For me, what matters is not necessarily the content, but the conditions created that provide the possibility for personal problem solving. To reword Rushkoff’s question, is professional development meant to solve our riddles or pose new ones?

I was intrigued by your statement about being an ‘expert on learning’:

I really believe that people educating room full of experts on learning should be absolute masters of learning – otherwise they’re hardly qualified to be doing that job.

I wonder if all learning is the same and with that if all professional development is the same?

Replied to Why do people choose crosswords but not lessons? (EDUWELLS)

In crossword terms, New Zealand teachers work with learners to look at which clues have been answered so far and so make the judgement as too which would be the easiest and obvious next clue to answer. Learners ‘fill out the crossword’ at different speeds and in different order but the longer term journey from start to finish is always visible in the national learner curriculum levels.

I grew up watching my grandfather spend hours over crosswords, just wonder what to say about those who don’t buy into it?
Liked To Theme or Not to Theme: That is the Question (Technology Rich Inquiry Based Research)

The difference between a theme method and a curriculum with an emerging focus is that that what children actually know about the subject or topic is as relevant as their interest in that content.
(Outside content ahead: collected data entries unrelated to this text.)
PR #2683, opened 2020-02-25
Load instance configs everywhere with utils function that includes automated config

qui:
The design in PAASTA-16256 specifies that configuration from automated sources can be stored in a new subdirectory in each service's yelpsoa-configs. For example,
```
foo_service/
  marathon-norcal-devc.yaml
  service.yaml
  deploy.yaml
  auto/
    marathon-norcal-devc.yaml
```

The regular instance config in `marathon-norcal-devc.yaml` is deep-merged with `auto/marathon-norcal-devc.yaml`, such that keys are only used from `auto` if they are not specified in the regular file.

For example, given
```
marathon-norcal-devc.yaml
----
foo:
  cpus: 1
  mem: 20
bar:
  cpus: 2

auto/marathon-norcal-devc.yaml
----
foo:
  mem: 30
bar:
  mem: 30
```
The result would be `mem: 20` for `foo` and `mem: 30` for `bar`.

I've implemented this in `utils.load_service_instance_config(s)` and replaced all the places that we load instance configs with it. I only anticipate enabling auto configs for stateless marathon/kubernetes services this quarter, but I would like to keep the way we load instance configs consistent everywhere.

The next step is helpers to write the `auto/` values, which will include validating them. No instance types will be enabled anywhere except in mesosstage/kubestage for now, which I think makes this safe to release even before validation.

### DIFF
--- a/paasta_tools/flink_tools.py
+++ b/paasta_tools/flink_tools.py
@@ -20,14 +20,13 @@ import requests
 import service_configuration_lib
 from mypy_extensions import TypedDict
 
-from paasta_tools.kubernetes_tools import InvalidJobNameError
-from paasta_tools.kubernetes_tools import NoConfigurationForServiceError
 from paasta_tools.kubernetes_tools import sanitised_cr_name
 from paasta_tools.long_running_service_tools import LongRunningServiceConfig
 from paasta_tools.long_running_service_tools import LongRunningServiceConfigDict
 from paasta_tools.utils import BranchDictV2
 from paasta_tools.utils import deep_merge_dictionaries
 from paasta_tools.utils import DEFAULT_SOA_DIR
+from paasta_tools.utils import load_service_instance_config
 from paasta_tools.utils import load_v2_deployments_json
 
 
@@ -113,22 +112,11 @@ def load_flink_instance_config(
     general_config = service_configuration_lib.read_service_configuration(
         service, soa_dir=soa_dir
     )
-    flink_conf_file = "flink-%s" % cluster
-    instance_configs = service_configuration_lib.read_extra_service_information(
-        service, flink_conf_file, soa_dir=soa_dir
+    instance_config = load_service_instance_config(
+        service, instance, "flink", cluster, soa_dir=soa_dir
     )
-
-    if instance.startswith("_"):
-        raise InvalidJobNameError(
-            f"Unable to load kubernetes job config for {service}.{instance} as instance name starts with '_'"
-        )
-    if instance not in instance_configs:
-        raise NoConfigurationForServiceError(
-            f"{instance} not found in config file {soa_dir}/{service}/{flink_conf_file}.yaml."
-        )
-
     general_config = deep_merge_dictionaries(
-        overrides=instance_configs[instance], defaults=general_config
+        overrides=instance_config, defaults=general_config
     )
 
     branch_dict: Optional[BranchDictV2] = None
--- a/paasta_tools/utils.py
+++ b/paasta_tools/utils.py
@@ -69,7 +69,6 @@ import choice
 import dateutil.tz
 import requests_cache
 import service_configuration_lib
-import yaml
 from docker import Client
 from docker.utils import kwargs_from_env
 from kazoo.client import KazooClient
@@ -88,6 +87,7 @@ PATH_TO_SYSTEM_PAASTA_CONFIG_DIR = os.environ.get(
     "PAASTA_SYSTEM_CONFIG_DIR", "/etc/paasta/"
 )
 DEFAULT_SOA_DIR = service_configuration_lib.DEFAULT_SOA_DIR
+AUTO_SOACONFIG_SUBDIR = "autotuned_defaults"
 DEFAULT_DOCKERCFG_LOCATION = "file:///root/.dockercfg"
 DEPLOY_PIPELINE_NON_DEPLOY_STEPS = (
     "itest",
@@ -1717,6 +1717,7 @@ class SystemPaastaConfigDict(TypedDict, total=False):
     api_endpoints: Dict[str, str]
     auth_certificate_ttl: str
     auto_hostname_unique_size: int
+    auto_config_instance_types_enabled: Dict[str, bool]
     boost_regions: List[str]
     cluster: str
     cluster_autoscaler_max_decrease: float
@@ -1929,6 +1930,9 @@ class SystemPaastaConfig:
         :returns: The integer size of a small service
         """
         return self.config_dict.get("auto_hostname_unique_size", -1)
+
+    def get_auto_config_instance_types_enabled(self) -> Dict[str, bool]:
+        return self.config_dict.get("auto_config_instance_types_enabled", {})
 
     def get_api_endpoints(self) -> Mapping[str, str]:
         return self.config_dict["api_endpoints"]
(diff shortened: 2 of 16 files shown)


paasta_tools/utils.py
```diff
@@ -88,6 +87,7 @@
     "PAASTA_SYSTEM_CONFIG_DIR", "/etc/paasta/"
 )
 DEFAULT_SOA_DIR = service_configuration_lib.DEFAULT_SOA_DIR
+AUTO_SOACONFIG_SUBDIR = "auto"
```
solarkennedy: Has there been any discussion yet for making this a hidden dir, and also giving a more descriptive name, like `.automatically_applied_overrides`?

paasta_tools/utils.py
```diff
@@ -2759,8 +2763,63 @@ def get_services_for_cluster(
...
+        service, instance_type, cluster, soa_dir
+    ).get(instance, {})
+    return deep_merge_dictionaries(overrides=user_config, defaults=auto_config,)
+
+
+def load_service_instance_auto_configs(
+    service: str, instance_type: str, cluster: str, soa_dir: str = DEFAULT_SOA_DIR,
+) -> Dict[str, Dict[str, Any]]:
+    enabled_types = load_system_paasta_config().get_auto_config_instance_types_enabled()
+    conf_file = f"{instance_type}-{cluster}"
```
solarkennedy: It is too bad this *must* be a yaml file with this function. Do you think if our "api" here was a json file, people would be less inclined to think that it is a file they could edit by hand?

paasta_tools/utils.py
```diff
@@ -2759,8 +2763,63 @@ def get_services_for_cluster(
...
+    auto_config = load_service_instance_auto_configs(
+        service, instance_type, cluster, soa_dir
+    ).get(instance, {})
+    return deep_merge_dictionaries(overrides=user_config, defaults=auto_config,)
+
+
+def load_service_instance_auto_configs(
+    service: str, instance_type: str, cluster: str, soa_dir: str = DEFAULT_SOA_DIR,
+) -> Dict[str, Dict[str, Any]]:
+    enabled_types = load_system_paasta_config().get_auto_config_instance_types_enabled()
```
solarkennedy: As designed, this could be a little expensive, loading this file on every config. Can you check to make sure this won't be a big performance hit? (not sure if there is an easy benchmark, `paasta validate` maybe?)

paasta_tools/utils.py
matfra: I do like the idea of json for a file which is a machine to machine interface

paasta_tools/utils.py
matfra: I'm not against this being a .auto or .recommended_values or .reco
@solarkennedy they are not overrides because they only apply if a key is missing in the parent dir files. They aren't default either because a default value (which is a feature we still need to implement, typically for new services) is by definition not taylored/optimized for a given service.
Naming is hard

solarkennedy: `.automatically_tuned_settings`?

paasta_tools/utils.py
qui: I think if we get the name of the directory right, people won't be too inclined to edit it by hand. 

JSON does sound better for performance, though, I'll try that out.

paasta_tools/utils.py
qui: Sure, worst case it doubles the config loading time (if we keep it as YAML). It will be less in practice because the auto/ files will contain less config than the regular ones.

I simulated that by copying all the marathon* files in yelp-main into the auto/ directory. With this change, `paasta validate -s yelp-main` takes 37.744s, without 29.212s. 

I also looked at how long it takes to load all marathon instances. Again, I copied the marathon files into auto/ for every service to simulate the worst case:
```
service_configuration_lib.disable_yaml_cache()

for service in list_services(soadir):
    for cluster in clusters:
        instances = read_service_instance_names(service, "marathon", cluster, soadir)
        for _, instance in instances:
            config = load_service_instance_config(service, instance, "marathon", cluster, soadir)
```
This takes 1m52.380s. As expected, that's just about 2x the time as it takes to load everything before this PR. There are about 7000 service instances, so that's about 8ms per service config before, 16ms after. Even if it's 2x slower, a few extra milliseconds seems fine to me.

solarkennedy: ty for confirming.
JSON will help if we do that too.

I was more concerned about load_system_paasta_config, but looking at that, it is cached, which is great!

paasta_tools/utils.py
qui: I don't think we should make it a hidden directory. If it's possible that a developer would want to override something in them, I think they should be able to easily figure out their current settings. It's easy enough to find a setting like cpus from other sources, but for things like autoscaling, yelpsoa-configs would be the only place you could see that.

How about... `autotuned_default_configs`?

paasta_tools/utils.py
qui: I'll consider JSON as a follow-up (PAASTA-16348).

paasta_tools/utils.py
ddelnano: I agree that making it a hidden directory will hurt  a developer's ability to find the value as @qui mentioned.

As for the name I agree with @matfra's opinion that the human values are the overrides so I like the theme of "automatically tuned" and "defaults". So +1 for @qui's suggestion of `autotuned_default_configs` or other similar name like `autotuned_defaults` or `automatically_tuned_defaults`

qui: I went with `autotuned_defaults`, thanks @ddelnano!

paasta_tools/flink_tools.py
```diff
@@ -113,22 +112,11 @@ def load_flink_instance_config(
...
-        )
-    if instance not in instance_configs:
-        raise NoConfigurationForServiceError(
-            f"{instance} not found in config file {soa_dir}/{service}/{flink_conf_file}.yaml."
-        )
-
     general_config = deep_merge_dictionaries(
-        overrides=instance_configs[instance], defaults=general_config
+        overrides=instance_config, defaults=general_config
     )
```
EvanKrall: I'm seeing a lot of copies of these three lines -- does it make sense to move them into `load_service_instance_config` so they can be DRYed?

paasta_tools/utils.py
```diff
@@ -2767,8 +2771,63 @@ def get_services_for_cluster(
     return instance_list
 
 
-def parse_yaml_file(yaml_file: str) -> Any:
-    return yaml.safe_load(open(yaml_file))
+def load_service_instance_configs(
```
EvanKrall: now that this exists I wonder if we can deprecate PaastaServiceConfigLoader, which seems like an overly OOP version of basically this function.

paasta_tools/flink_tools.py
qui: Yeah, I tried this, and the main reason I didn't was that the PaastaServiceConfigLoader needed something different. When I look into removing it, I'll consider this too.

paasta_tools/utils.py
qui: I'll follow up on this (PAASTA-16358) - will take some work to make sure that the new function replaces its functionality everywhere it is used.

EvanKrall: yeah definitely low-priority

The message being communicated through the use of themes is that there is a great deal of information to be consumed by children through a transmission model of learning. Themes related to the seasons, alphabet, numbers and geometric shapes are accepted as important concepts for children. What is missing is the empowering possibilities of co-constructing learning with children. Moving beyond themes to experiences that encourage deep thinking while making learning visible will give voice to children.

Replied to One Simple Practice I Will Continue Post-Pandemic. (blog.williamferriter.com)

If giving kids in a F2F classroom chances to answer questions from behind a computer screen can help me ensure that everyone — including the quiet kid, the new kid, or the kid struggling with academic confidence — is heard and celebrated as a thinker in my room, that’s a practice I’m willing to embrace.

Bill, your discussion of both physical and digital learning spaces reminds me of David White’s piece of Coalescent Spaces:

Accept that students can, and will, be present in multiple spaces if they have a screen with them and find ways to create presence overlaps. This is different from simply attempting to manage their attention between room to screen.